If economists are vexed by the rising cost of labour, they might want to keep an eye on what’s happening in the supermarket sector. Unionised Countdown workers have been bargaining with the company for weeks, having gone into negotiations with a claim for a 16 percent pay rise. Newsroom understands progress is being made towards a settlement, but further days have been scheduled for bargaining.

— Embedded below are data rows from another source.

PR #9398, opened 2025-11-03
vk: refactor to use polymorphism for platform specialization

poweifeng:
We refactor VulkanPlatform so that getSwapchainInstanceExtensions() and createVkSurfaceKHR() are virtual functions that are implemented by each platform. This will enable the use of polymorphism for platform-dependent bits.

### DIFF
--- a/NEW_RELEASE_NOTES.md
+++ b/NEW_RELEASE_NOTES.md
@@ -6,9 +6,3 @@
 appropriate header in [RELEASE_NOTES.md](./RELEASE_NOTES.md).
 
 ## Release notes for next branch cut
-
-- Metal: Add support for the `SwapChain::CONFIG_MSAA_4_SAMPLES` flag.
-
-- third_party: Optionally add libwebp to build
-  - controlled by cmake flag FILAMENT_SUPPORTS_WEBP_TEXTURES, defaults to OFF
-  - actual webp texture support for libs/gltfio coming in subsequent change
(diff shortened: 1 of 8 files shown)


filament/backend/src/vulkan/platform/VulkanPlatformWindows.cpp
```diff
@@ -0,0 +1,73 @@
...
+    VulkanPlatform::ExtensionSet const ret = {
+        VK_KHR_WIN32_SURFACE_EXTENSION_NAME,
+    };
+    return ret;
+}
+
+VulkanPlatform::SurfaceBundle VulkanPlatformWindows::createVkSurfaceKHR(void* nativeWindow,
+        VkInstance instance, uint64_t flags) const noexcept {
+    VkSurfaceKHR surface;
+    VkExtent2D extent;
```
z3moon, line 49: `extent` is not initialized.

z3moon: Sorry, I should've added more details. I thought this `extent` needs to be populated with values. Is this method intentionally returning { 0, 0 } for the second element? Then maybe this `VkExtent2D extent;` can be removed.

pixelflinger (approved):

filament/backend/src/vulkan/platform/VulkanPlatformWindows.cpp
poweifeng: it's not needed for this implementation, but needed for others.

PR #9371, opened 2025-10-27
Add Optional Inclusion of libwebp in Third Party Libaries

benn-herrera:
# Add libwebp to third_party 
This PR broken out as 2 of 3 from #9363 per request by @pixelflinger 

* Addresses [Issue 7962](https://github.com/google/filament/issues/7962)
* Added third_party/libwebp at version 1.6.0
  * Vast majority of the file changes 
* Added integration in third_party/libwebp/tnt/
  * update_libwebp.sh (modified version of third_party/cgltf/tnt/update_cgltf.sh from #9369
  * CMakeLists.txt that sets build options and wraps main libwebp project cmake
* Added FILAMENT_SUPPORTS_WEBP_TEXTURES cmake build option
  * controls inclusion of third_party/libwebp/tnt
  * adds compile time macro definition FILAMENT_SUPPORTS_WEBP_TEXTURES when ON
  * defaults to OFF

PR #9363, opened 2025-10-25
bh/7962 feature webp

benn-herrera:
# Webp Texture Support
Addresses [Issue 7962](https://github.com/google/filament/issues/7962)

## Changes
* added third_party/libwebp
  * this is the vast majority of the changed file count
  * added tnt/ CMakeLists.txt, README, and update_libwebp.sh
* third_party/cgltf
  * converted README instructions to update_cgltf.sh utility script 
  * updated to 1.15 to get webp texture extension handling
* added third_party/models/DamagedHelmet/DamagedHelmetWebp.glb
  * images converted to webp, textures updated to use EXT_texture_webp extension
  * geometry draco compressed
  * modifications done via [gltf-transform](https://gltf-transform.dev/) CLI utility
* libs/gltfio
  * added WebpProvider and createWebpProvider
    * adapted from StbProvider with minimal changes (substituted webp equivalents for stbi info and decoding operations) 
  * added handling for cgltf webp_image in places where image and basisu_image were being referenced
  * added test case for loading webp version of damaged helmet
* propagated use of createWebpProvider and registration as image/webp handler to samples
* updated jvm and javascript bindings to include webp texture provider

Issue #7962, opened 2024-07-04
Update cgltf to add support for webp textures in gltf/glb scenes


hannojg:
**Is your feature request related to a problem? Please describe.**

Use webp for textures in gltf/glb scenes.

**Describe the solution you'd like**

In a recent PR cgltf added support for webp:

- https://github.com/jkuhlmann/cgltf/pull/253

I think all we'd need to do in filament is update cgltf and maybe add some small changes to filament to make it work?

**Describe alternatives you've considered**

/

**OS and backend**

its not, I think cgltf is used cross platform.

hannojg:
Note: I just realised that since the mentioned PR get merged no new release has been created. So we have to wait for a bit…

poweifeng:
I think this has been completed after @benn-herrera 's PRs

PR #9406, opened 2025-11-04
GLTFIO Webp Texture Support

benn-herrera:
# Webp Texture Support
* Addresses [Issue 7962](https://github.com/google/filament/issues/7962) (Webp Texture Support)
* This PR broken out as 3 of 3 from #9363 per request by @pixelflinger 
* Preceding PRs: #9369 #9371

## Changes
* cmake option FILAMENT_SUPPORTS_WEBP_TEXTURES now actually does all of the thing.  defaults to OFF
* libs/gltfio
  * added WebpProvider and createOptionalWebpProvider
    * adapted from StbProvider with minimal changes (substituted webp equivalents for stbi 
info and decoding operations) 
    * createOptionalWebpProvider() is always available regardless of FILAMENT_SUPPORTS_WEBP_TEXTURES
      * returns new texture provider when ON
      * returns nullptr when OFF 
  * added handling for cgltf webp_image in places where image and basisu_image were being referenced
  * added test case for loading webp version of damaged helmet (see below)
* propagated use of createOptionalWebpProvider and registration as image/webp handler to samples
* updated jvm and javascript bindings to include optional webp texture provider
* added third_party/models/DamagedHelmet/DamagedHelmetWebp.glb
  * images converted to webp, textures updated to use EXT_texture_webp extension
  * geometry draco compressed
  * modifications done via [gltf-transform](https://gltf-transform.dev/) CLI utility
  * used in updated gltfio_test

### DIFF
--- a/filament/CMakeLists.txt
+++ b/filament/CMakeLists.txt
@@ -199,6 +199,7 @@ set(PRIVATE_HDRS
         src/components/LightManager.h
         src/components/RenderableManager.h
         src/components/TransformManager.h
+        src/details/AsyncHelpers.h
         src/details/BufferAllocator.h
         src/details/BufferObject.h
         src/details/Camera.h
--- a/filament/backend/CMakeLists.txt
+++ b/filament/backend/CMakeLists.txt
@@ -28,6 +28,7 @@ set(SRCS
         src/BackendUtils.cpp
         src/BlobCacheKey.cpp
         src/Callable.cpp
+        src/CallbackHandler.cpp
         src/CallbackManager.cpp
         src/CircularBuffer.cpp
         src/CommandBufferQueue.cpp
--- a/filament/backend/include/backend/CallbackHandler.h
+++ b/filament/backend/include/backend/CallbackHandler.h
@@ -64,7 +64,7 @@ public:
     virtual void post(void* user, Callback callback) = 0;
 
 protected:
-    virtual ~CallbackHandler() = default;
+    virtual ~CallbackHandler();
 };
 
 } // namespace filament::backend
--- a/filament/backend/include/backend/DriverEnums.h
+++ b/filament/backend/include/backend/DriverEnums.h
@@ -1715,6 +1715,12 @@ using CompositorTiming = Platform::CompositorTiming;
 
 using AsynchronousMode = Platform::AsynchronousMode;
 
+using AsyncCallId = uint32_t;
+
+static constexpr AsyncCallId InvalidAsyncCallId = std::numeric_limits<AsyncCallId>::max();
+
+using AsynchronousMode = Platform::AsynchronousMode;
+
 } // namespace filament::backend
 
 template<> struct utils::EnableBitMaskOperators<filament::backend::ShaderStageFlags>
--- a/filament/backend/include/backend/platforms/PlatformWGL.h
+++ b/filament/backend/include/backend/platforms/PlatformWGL.h
@@ -64,7 +64,7 @@ protected:
     std::vector<int> mAttribs;
 
     // For shared contexts
-    static constexpr int SHARED_CONTEXT_NUM = 1;
+    static constexpr int SHARED_CONTEXT_NUM = 2;
     std::vector<HGLRC> mAdditionalContexts;
     std::atomic<int> mNextFreeSharedContextIndex{0};
 };
--- a/filament/backend/include/private/backend/Driver.h
+++ b/filament/backend/include/private/backend/Driver.h
@@ -70,6 +70,11 @@ public:
     // is where the driver can execute user callbacks.
     virtual void purge() noexcept = 0;
 
+    // Called from the engine thread (render-thread) to execute the `callback` via the `handler` if
+    // it is available. Otherwise, if `handler` is null, the `callback` is executed on the main
+    // thread via `purge()`.
+    virtual void scheduleCallback(CallbackHandler* handler, void* user, CallbackHandler::Callback callback) = 0;
+
     virtual ShaderModel getShaderModel() const noexcept = 0;
 
     // The shader languages used for shaders for this driver in order of preference, used to inform
--- a/filament/backend/include/private/backend/DriverAPI.inc
+++ b/filament/backend/include/private/backend/DriverAPI.inc
@@ -74,8 +74,9 @@
 #define APPLY10(M, A, ...) EXPAND(M(A)), EXPAND(APPLY9(M, __VA_ARGS__))
 #define APPLY11(M, A, ...) EXPAND(M(A)), EXPAND(APPLY10(M, __VA_ARGS__))
 #define APPLY12(M, A, ...) EXPAND(M(A)), EXPAND(APPLY11(M, __VA_ARGS__))
-#define APPLY_N__(_0, _1, _2, _3, _4, _5, _6, _7, _8, _9, _10, _11, _12, X, ...) APPLY##X
-#define APPLY(M, ...) EXPAND(EXPAND(APPLY_N__(M, __VA_ARGS__, 12, 11, 10, 9, 8, 7, 6, 5, 4, 3, 2, 1, 0))(M, __VA_ARGS__))
+#define APPLY13(M, A, ...) EXPAND(M(A)), EXPAND(APPLY12(M, __VA_ARGS__))
+#define APPLY_N__(_0, _1, _2, _3, _4, _5, _6, _7, _8, _9, _10, _11, _12, _13, X, ...) APPLY##X
+#define APPLY(M, ...) EXPAND(EXPAND(APPLY_N__(M, __VA_ARGS__, 13, 12, 11, 10, 9, 8, 7, 6, 5, 4, 3, 2, 1, 0))(M, __VA_ARGS__))
 
 
 #define PAIR_ARGS_0(M, ...)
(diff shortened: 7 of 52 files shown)


libs/gltfio/include/gltfio/TextureProvider.h
```diff
@@ -179,6 +179,13 @@ TextureProvider* createStbProvider(filament::Engine* engine);
  */
 TextureProvider* createKtx2Provider(filament::Engine* engine);
 
+/**
+ * If webp support is enabled at build time, creates a decoder that can handle "image/webp"
+ * lossless and lossy content.
+ * If webp support is not enabled at build time, returns nullptr.
+ */
+TextureProvider* createOptionalWebpProvider(filament::Engine* engine);
+
```
benn-herrera, line 188: @pixelflinger - is the behavior described here reasonable or is there another pattern that would be more consistent with the project?

docs/viewer/filament-viewer.js
```diff
@@ -307,7 +307,7 @@ class FilamentViewer extends LitElement {
                 asyncInterval: 30
             };
 
-            const doneAddingResources = (resourceLoader, stbProvider, ktx2Provider) => {
+            const doneAddingResources = (resourceLoader, stbProvider, ktx2Provider, webpProvider) => {
```
poweifeng: please don't change this file since this whole directory is auto updated.  
Changes should go to `docs_src/src_raw/viewer/filament-viewer.js`

CMakeLists.txt
```diff
@@ -58,7 +58,7 @@ option(FILAMENT_USE_ABSEIL_LOGGING "Use Abseil to log, may increase binary size"
 
 option(FILAMENT_ENABLE_EXPERIMENTAL_GCC_SUPPORT "Enable GCC support (unsupported)" OFF)
 
-option(FILAMENT_SUPPORTS_WEBP_TEXTURES "Enable webp texture support for Filament (builds libwebp when ON)" OFF)
+option(FILAMENT_SUPPORTS_WEBP_TEXTURES "Enable webp texture support for Filament (builds libwebp when ON)" ON)
```
poweifeng: I think we want this to default OFF?

NEW_RELEASE_NOTES.md
```diff
@@ -8,7 +8,7 @@ appropriate header in [RELEASE_NOTES.md](./RELEASE_NOTES.md).
...
 
 - Metal: Add support for the `SwapChain::CONFIG_MSAA_4_SAMPLES` flag.
-
-- third_party: Optionally add libwebp to build
-  - controlled by cmake flag FILAMENT_SUPPORTS_WEBP_TEXTURES, defaults to OFF
-  - actual webp texture support for libs/gltfio coming in subsequent change
+- gltfio: Add optional support for webp textures (EXT_texture_webp)
+  - Controlled via FILAMENT_SUPPORTS_WEBP_TEXTURES cmake option
+    - Defaults to ON
+  - When enabled also builds third_party/libwebp
```
poweifeng: Please keep this a single line description - doesn't have to have too much detail.

libs/gltfio/src/WebpProvider.cpp
```diff
@@ -0,0 +1,295 @@
...
+    for (auto& info : mTextures) {
+        if (info->state != TextureState::DECODING) {
+            continue;
+        }
+        // Deleting data here should be safe thread-wise as the only other place where
+        // decodedTexelsBaseMipmap is loaded is in the job threads, and we have waited them to
+        // completion above. We also expect the TextureProvider API calls to be made only from one
+        // thread.
+        if (intptr_t data = info->decodedTexelsBaseMipmap.load()) {
+            delete [] (uint8_t*) data;
```
z3moon: I think you should delete the data using `WebPFree`?

web/filament-js/jsbindings.cpp
```diff
@@ -2054,6 +2055,11 @@ class_<Ktx2Provider>("gltfio$Ktx2Provider")
         return Ktx2Provider { createKtx2Provider(engine) };
     }));
 
+class_<OptionalWebpProvider>("gltfio$WebpProvider")
```
z3moon: Maybe `gltfio$OptionalWebpProvider` instead?

libs/gltfio/include/gltfio/TextureProvider.h
```diff
@@ -179,6 +179,13 @@ TextureProvider* createStbProvider(filament::Engine* engine);
  */
 TextureProvider* createKtx2Provider(filament::Engine* engine);
 
+/**
+ * If webp support is enabled at build time, creates a decoder that can handle "image/webp"
+ * lossless and lossy content.
+ * If webp support is not enabled at build time, returns nullptr.
+ */
+TextureProvider* createOptionalWebpProvider(filament::Engine* engine);
```
bejado: Curious what others think, but I'm not sure we need "Optional" in the name here: maybe simply `createWebpProvider`. Alternatively, I'm also in favor of making this function alwasy return a valid `TextureProvider*` but guarding it with `FILAMENT_SUPPORTS_WEBP_TEXTURES`.

libs/gltfio/src/WebpProvider.cpp
benn-herrera: Good catch. Fixed.

NEW_RELEASE_NOTES.md
benn-herrera: Fixed.

CMakeLists.txt
benn-herrera: Fixed.

docs/viewer/filament-viewer.js
benn-herrera: Fixed.

benn-herrera:
> Can you also add to `third_party/models/DamagedHelmet/README.md` to indicate how the Webp version came about?

Fixed.

web/filament-js/jsbindings.cpp
benn-herrera: Good catch. This was a mismatch with the usage
``` const webpProvider = new Filament.gltfio$OptionalWebpProvider(this.engine);```
from filament-viewer.js

Fixed.

File: libs/gltfio/include/gltfio/TextureProvider.h (hunk 7 above)
Comment (benn-herrera) [reply libs/gltfio/include/gltfio/TextureProvider.h]: This touches on my biggest questions:
* Naming to communicate that this option might not have been enabled at build time
* Behavior and correct API consumption pattern when the option was not enabled at build time.

Let me know what the consensus is and I'll do that.

Comment (z3moon) [reply libs/gltfio/include/gltfio/TextureProvider.h]: I'm also leaning towards removing Optional. It might be more cumbersome to rename the function rather than remove the defines when this support become permanent later.

Comment (benn-herrera) [reply libs/gltfio/include/gltfio/TextureProvider.h]: @bejado, @z3moon - renamed functions and structs to eliminate 'Optional'

**Review by bejado — APPROVED** [review]

File: android/gltfio-android/CMakeLists.txt [hunk 8]
```diff
@@ -102,8 +113,12 @@ target_link_libraries(gltfio-jni
         PRIVATE basis_transcoder
         PRIVATE uberarchive
         PRIVATE dracodec
+        PRIVATE webpdecoder
```
poweifeng: I think you'd want to remove this.  Might be why the android build is failing.

benn-herrera: Looking at that now. I'll need to conditionalize the dependency on enablement.

benn-herrera: Ah - already have the conditional dependency. Needed to just remove the straggler (as. you indicated).
Fixed.

libs/gltfio/include/gltfio/TextureProvider.h
pixelflinger: if the function is not enabled at build time, maybe it shouldn't be there at all? Can we guard the whole function? What do people think?

benn-herrera: The problem with guarding the whole function is that the bound functions in dynamic languages can't be guarded in the same way at the points of usage. Also it would impose guarding use of the function on consumers of the C++ API.

The deeper issue is that API consumers have to use the texture provider mechanism for standard types in the first place. The supported image types should work out of the box and the texture provider mechanism should just be a way of overriding or adding support for custom image types.

That seems like it would have been much too big a change for this PR, however. The current implementation feels like a sane middle ground.

libs/gltfio/include/gltfio/TextureProvider.h
pixelflinger: if it's going to return null, then we need a `isWebpSupported()` call, so  users of the API can know.

benn-herrera: Makes sense given the current pattern. 

That also means isWebpSupported() needs to be plumbed through to the JS and Java bindings and then used in those examples.

This adds to the argument for a subsequent PR eliminating the need for API consumers to plumb texture providers in the first place.

I don't see any good reason that GLTFIO shouldn't set that up automatically and allow users to provide additional non-standard texture providers at need (or override a default one)

benn-herrera: Added isWebpSupported(), bindings, testing, and usage thereof.

pixelflinger:
@benn-herrera we're almost there! Looks like the iOS build is failing and the PR needs a rebase.

benn-herrera:
> @benn-herrera we're almost there! Looks like the iOS build is failing and the PR needs a rebase.

on it.

EDIT: should be fixed with last commit. iOS builds for me locally.

benn-herrera:
Fixed a couple issues that only showed up when WebP is enabled.

pixelflinger:
@benn-herrera I merged the change!  Thank you for your contribution!

benn-herrera:
> @benn-herrera I merged the change! Thank you for your contribution!

💪
Glad we got it over the line.

PR #664, opened 2026-06-05
Gradient Fixes, Gradients on Lines/Boxes, LineBrush Animation

mstrobel:
### Gradient interpolation rewritten — `BrushExtensions.cs`

Replaced the broken `FromPosition` (which averaged separate horizontal/vertical positions and ignored `StartPoint`/`EndPoint`, `SpreadMethod`, and out-of-range stops) with `ColorAt(this IBrush, PixelPoint, PixelRect bounds)`:

- **Linear**: proper projection onto the StartPoint→EndPoint axis.
- **Radial**: focal-point ray/unit-circle solve (reduces correctly to distance-from-center when origin = center).
- **Conic**: real angle (`atan2`, clockwise from top, offset by `Angle`) — was entirely broken before.
- **SpreadMethod** Pad/Repeat/Reflect, applied over the gradient vector's [0,1] interval (not the stop range — this distinction matters for Repeat/Reflect when stops don't cover [0,1]).
- **Stops** needn't be sorted, may start/end anywhere, and pad to the first/last color outside their range.
- Unwraps `LineBrush` so a gradient wrapped in one is sampled; honors brush `Opacity`.

### Lines & rectangles paint with gradients — `DrawingContextImpl.Boxes.cs`

- `FillRectangleWithBrush` samples per-cell via `ColorAt`, mapping the gradient onto the shape's own bounds.
- Line drawing (`DrawBoxLine`/`DrawEdgeLine`/`DrawLineSymbolAndMoveHead`) now carries the brush and samples per-cell; `ExtractColorOrNull`… → `ExtractBrushOrNull`… returns the inner solid/gradient brush.
- Rectangle borders thread the **whole-rectangle bounds** into all four edges so they share one gradient; standalone lines fall back to the clip.

⚠️ _**Design note:** Gradients mapped to shape bounds, as opposed to `CurrentClip`; easily changed if desired._

### `LineBrush` may now be animated

- `LineBrushAnimator` interpolates the inner brush: gradients via Avalonia's own `GradientBrushAnimator` (so a wrapped gradient animates identically to an unwrapped one), solids via ARGB lerp; `LineStyle` switches at the midpoint.
- Registers itself into `BaseBrushAnimator`'s private `_brushAnimators` registry by reflection (replicating what the sealed `RegisterBrushAnimator` does), with the factory producing the animator via the `public ICustomAnimator.CreateWrapper()`.
- `LineBrush`'s static constructor calls `EnsureRegistered()` (thread-safe, never throws — failures are logged and degrade to discrete switching).

⚠️ _**Design note:** Since this relies on reflection, this set of changes is contained in its own commit. If you drop it, the gallery changes will still work; the animated border will fall back to using the direct `LinearGradientBrush` it had in the previous commit._

### Tests

- `BrushExtensionsTests` has 10 tests, including linear/horizontal-only, `Pad`/`Repeat`/`Reflect`, out-of-range stops, conic quadrants, radial, `LineBrush` unwrap).
- Added 3 new tests in `DrawingContextImplTests` (fill shape-bounds, standalone-line clip fallback, border edges spanning the rectangle). All values hand-computed.
- `LineBrushAnimatorTests` has 5 tests. Most important is `AvaloniaDrivesAnimatorForBorderBrushAnimation`, which drives a real `Border.BorderBrush` keyframe animation with a real Avalonia clock and asserts the brush is an interpolated `LineBrush` at 50% — proving Avalonia actually selects and ticks our animator, not just that the registry entry exists.

### Gallery

- Animated border added to Borders gallery (`LinearGradientBrush`, `Reflect`, offsets to `300%`); hits exactly the raw-gradient-pen + out-of-range-_t_ paths the new code handles.
- Added a few `Border` gradient examples to `GalleryGradientBrush.axaml`.
- Changed background of labels inside `Border` examples; they were unreadable in the dark theme variant.


src/Consolonia.Controls/Brushes/LineBrushAnimator.cs
```diff
@@ -0,0 +1,182 @@
...
+                if (_registered)
+                    return;
+                _registered = true;
+            }
+
+            try
+            {
+                Register();
+            }
+#pragma warning disable CA1031 // registration touches Avalonia internals reflectively; never fail app startup
```
jinek: I don't understand why we do not allow exceptions here

src/Consolonia.Controls/Brushes/LineBrushAnimator.cs
```diff
@@ -0,0 +1,182 @@
...
+                Assembly avalonia = typeof(InterpolatingAnimator<>).Assembly;
+                Type gradientAnimator = avalonia.GetType("Avalonia.Animation.Animators.GradientBrushAnimator", true)!;
+                object instance = Activator.CreateInstance(gradientAnimator, true)!;
+                MethodInfo interpolate = gradientAnimator.GetMethod("Interpolate",
+                    new[] { typeof(double), typeof(IGradientBrush), typeof(IGradientBrush) })!;
+
+                return (Func<double, IGradientBrush, IGradientBrush, IGradientBrush>)Delegate.CreateDelegate(
+                    typeof(Func<double, IGradientBrush, IGradientBrush, IGradientBrush>), instance, interpolate);
+            }
+#pragma warning disable CA1031 // binding to an Avalonia internal; degrade to discrete switching on failure
```
jinek: Same here. If we expect some signature to change or methods been removed then we should await specific exception or check MethodInfo for null etc

mstrobel: This was my rationale:

We have tests verifying that not only was the animator registered, but it is functioning properly. If it ever breaks, the tests will tell you.

However, this is a low-impact feature in a high-impact class (registration is initiated in `LineBrush.cctor`). If the exception propagates, it forces you to deal with the this before addressing more critical integration issues with a future Avalonia release.

But I can certainly remove the exception handler if you prefer.

src/Consolonia.Core/Drawing/BrushExtensions.cs
```diff
@@ -1,135 +1,211 @@
...
-            if (after == null) return before.Color;
+            // Pad to the first/last stop color outside the covered offset range.
+            if (before == null)
+                return ApplyOpacity(after.Color, brush.Opacity);
+            if (after == null)
+                return ApplyOpacity(before.Color, brush.Opacity);
+            if (before == after)
+                return ApplyOpacity(before.Color, brush.Opacity);
+
+            double ratio = (position - before.Offset) / (after.Offset - before.Offset);
```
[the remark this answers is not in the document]
mstrobel: Fixed.

src/Consolonia.Controls/Brushes/LineBrushAnimator.cs
```diff
@@ -0,0 +1,182 @@
...
+        ///     multiple times; only the first call has an effect, and any failure is logged rather than thrown.
+        /// </summary>
+        public static void EnsureRegistered()
+        {
+            lock (RegistrationGate)
+            {
+                if (_registered)
+                    return;
+                _registered = true;
+            }
```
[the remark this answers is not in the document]
mstrobel: Fixed

mstrobel:
> 🧹 Nitpick comments (1)
> > src/Tests/Consolonia.Core.Tests/BrushExtensionsTests.cs (1)> `31-205`: _⚡ Quick win_
> > > **Add coverage for unsorted stops and brush opacity.**
> > > These are stated behavior contracts, but this suite does not currently assert either one explicitly. Please add focused tests for both.

Tests added and passing.

mstrobel:
> Write docstrings for the functions missing them to satisfy the coverage threshold.

Added API documentation to all new non-test methods that were lacking them.

mstrobel:
> `49-68`: _💤 Low value_
> 
> **`Thread.MemoryBarrier()` is redundant inside the lock.**
> 
> The `lock` statement already issues full acquire/release barriers. The extra barrier has no effect here.
> 
> Suggested removal

True. I had a brain fart and was treating `_registered` like a field in the Avalonia class being accessed through reflection. In that case, it could have made a material difference outside of the `LineBrushAnimator` class if the write got reordered to occur before all the list changes were committed.

Not sure it's worth going through the inspection process again just to fix it, though.

furesoft (dismissed):

src/Consolonia.Core/Drawing/BrushExtensions.cs
```diff
@@ -1,135 +1,233 @@
...
-        private static Color InterpolateColor(IGradientBrush brush, double relativePosition)
+        /// <summary>
+        ///     Apply the gradient's spread method and evaluate its stops at the given parameter.
+        /// </summary>
+        private static Color GetGradientColor(IGradientBrush brush, double position)
         {
+            IReadOnlyList<IGradientStop> stops = brush.GradientStops;
+
+
+            // ReSharper disable once ConditionIsAlwaysTrueOrFalse
```
jinek, line 140: Why can it be null?

src/Consolonia.Controls/Brushes/LineBrushAnimator.cs
jinek: I understand the intention to make a failure independent but we don't know the type of exception or it's impact and how critical it is. For instance, it could be OOM or any security relevant exception expected by the user.
Also, importance of the feature we don't know in general.

I'm proposing either to change the initialization to be independently "fail-able" or just remove the catch - we don't prioritize failures anywhere else, as I see similar to Avalonia.

BTW. I have noticed that there is a method `BaseBrushAnimator.RegisterBrushAnimator` - does not it simplify life anyhow?

jinek:
One of the check fails - it found duplicate in test files. you can ignore that file with `// DUPFINDER_ignore` comment at the top of a file @mstrobel

mstrobel:
In response to AI reviewer, `LineBrushAnimator` now additionally interpolates the underlying brush's `Opacity` and `Transform`.

Possible exceptions during registration are still logged, but now propagate as requested. Additional calls to the method have no effect.

furesoft (dismissed):

src/Consolonia.Controls/Brushes/LineBrushAnimator.cs
```diff
@@ -0,0 +1,283 @@
...
+    {
+        // Reflected handle to Avalonia's internal GradientBrushAnimator.Interpolate, used to animate a wrapped
+        // gradient exactly the way Avalonia animates an unwrapped one.
+        private static readonly Func<double, IGradientBrush, IGradientBrush, IGradientBrush> GradientInterpolator =
+            CreateGradientInterpolator();
+
+        private static readonly object RegistrationGate = new();
+        private static bool _registered;
+
+#pragma warning disable CA1031
```
jinek: Now can restore CA1031 back

src/Consolonia.Controls/Brushes/LineBrushAnimator.cs
```diff
@@ -0,0 +1,283 @@
...
+
+                return (Func<double, IGradientBrush, IGradientBrush, IGradientBrush>)Delegate.CreateDelegate(
+                    typeof(Func<double, IGradientBrush, IGradientBrush, IGradientBrush>), instance, interpolate);
+            }
+            catch (Exception e)
+            {
+                Logger.TryGet(LogEventLevel.Warning, LogArea.Animations)?.Log(null,
+                    "{Animator} could not bind the gradient interpolator: {Message}", nameof(LineBrushAnimator),
+                    e.Message);
+                return null;
```
jinek: here same? just re-throw?

jinek:
@mstrobel I have little time for this. I can take this PR over if you think makes sense.

mstrobel:
Works for me!

src/Consolonia.Controls/Brushes/LineBrushAnimator.cs
```diff
@@ -0,0 +1,283 @@
...
+                newTransform is TransformOperations newTransformOperations)
+            {
+                return new ImmutableTransform(
+                    TransformOperations.Interpolate(oldTransformOperations, newTransformOperations, progress).Value);
+            }
+
+            if (oldTransform is not null)
+                return new ImmutableTransform(oldTransform.Value);
+            
+            return null;
```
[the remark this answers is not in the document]
jinek: Explain this more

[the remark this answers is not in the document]
jinek: Just create a separate issue about this please

mstrobel:
FYI, I'm pretty sure I replicated the transform interpolation verbatim from one of Avalonia's existing animators (probably the gradient brush animator). So the behavior would be consistent with what they ship.

jinek:
Colleagues, please review one more time @mstrobel  @furesoft 
I guess there are no more objectives. One of the issues reported by coderabbit I've extracted to a separate issue for further investigation.

furesoft (approved):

It’s one of the biggest collective employment agreements in the country, covering 8500 First Union members and inevitably flowing through to the entire Countdown workforce of 17,000. Whatever is settled with the company under its nationwide collective agreement will set the benchmark for a future supermarket industry fair pay agreement, expected to be one of the first to be initiated after the Fair Pay Agreements Bill is passed later this year.

Smaller collective pay deals with supermarkets in the Foodstuffs group have already yielded some significant increases, including a Hastings Pak ‘n’ Save moving to a $24 minimum rate, and a Glen Innes store settling at $23.65.

Ben Peterson, a First union organiser leading the bargaining with Countdown, says getting a good deal is critical. “Retail [overall] employs about 200,000 people and it’s always been seen as a low-paid industry. And there’s been this perception of supermarket work as 17-year-olds earning pocket money after school. But Covid has shown it’s essential work, and an essential part of our logistics chain. The supermarket industry is how we feed New Zealand.

“If we’re going to fix poverty and inequality in New Zealand, we need to deal with that, and it can be done.”

He says workers are well aware that there’s no lack of money to pay decent wages – as the Commerce Commission study revealed, supermarkets are making $1 million a day in excess profits.

Countdown refused to comment on the negotiations while talks are still underway, other than to describe the process as “productive”.

Pressure is also on the Government, as the employer of public sector workers, to respond to the rising cost of living. Following pressure from the Council of Trade Unions, State Services Minister Chris Hipkins agreed in June to set up a process to look at a cost of living adjustment for workers locked into existing collective agreements – which in many cases have a multi-year term – that were settled before the current spike in inflation.

CTU president Richard Wagstaff believes any adjustment needs to cover not just those employed in the core public sector, but those who are employed by contractors to deliver public services such as home care and support, cleaning, catering and security. A deal of that breadth would reach about 200,000 workers.

Talks have been taking place weekly with the Public Service Commission, but it’s far from a done deal and no figures have yet been tabled. But Wagstaff wants to see an adjustment inserted into collective pay agreements that provides on-going relief.

“It’s really important that workers are able to meet the cost of living across the economy. They need to be able to put food on the table, they need to be able to meet rising costs. It’s urgent.”